Exploring Cognitive Aging Using Reference Ability Neural Networks
Funded Grant
Overview
Affiliation
View All
Overview
description
PROJECT SUMMARY: This study focus on the optimal functional and structural imaging characterization of the cognitive aging and preclinical Alzheimer's disease (AD). It has been repeatedly demonstrated that performance across the age span on large batteries of diverse cognitive tests can be parsimoniously represented by a set of four reference abilities: episodic memory, perceptual speed, fluid ability, and vocabulary. In contrast, neuroimaging researchers typically evaluate age differences in neural activation associated with the performance of a single specific task that may or may not be fully representative of these reference abilities. Successful identification of these "reference ability neural networks" may lead to a paradigm shift in research on the neural bases of age differences in cognition by focusing on the broad and replicable aspects common to several tasks rather than the possibly idiosyncratic features of individual tasks. We have identified the latent brain networks associated with each of the four reference abilities across adulthood. While undergoing functional imaging, we tested large group of healthy adults aged 20 to 80 with a series of 12 cognitive tasks that represent the four reference abilities (3 per construct).

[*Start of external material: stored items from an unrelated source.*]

PR #365, opened 2018-09-12
BasicBot Asp Net Core 2

daveta:
Basic bot template that puts together cards, NLP (LUIS).
- https://github.com/Microsoft/botbuilder-dotnet/issues/834
- 13.Basic-Bot-Template

@johnataylor : If you can take a look at GreetingDialog.cs / DisplayGreetingStateStepAsync.
I am not sure what the prevailing winds are with manual saves.  I'm sure there's a better spot/way to do this.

Using unique expertise in spatial covariance and other analyses of the fMRI imaging data, we have derived 4 latent spatial, brain-wide fMRI networks that are associated with the latent cognitive structure of the reference abilities across adulthood. We are presently following up this group at 5 years and beginning to delineate how expression of these networks changes with aging and with the onset of mild cognitive impairment and AD. We use multimodal imaging to evaluate potential mediators of age and dementia-related differences in the utilization of the networks. These include change in brain volume, cortical thickness, white matter hyperintensity burden; integrity of white matter tracts; resting CBF; and resting BOLD networks. Importantly, we use PET to assess amyloid and tau burden. We now propose to extend the follow up of this important cohort to 10 years. The proposed study develops a completely new imaging approach to the study of cognitive aging and preclinical AD and is also unique in its age span. It has the potential to provide key insights into the nature and causes of the neural changes that underlie cognitive aging and to more accurately describe the preclinical phase of AD.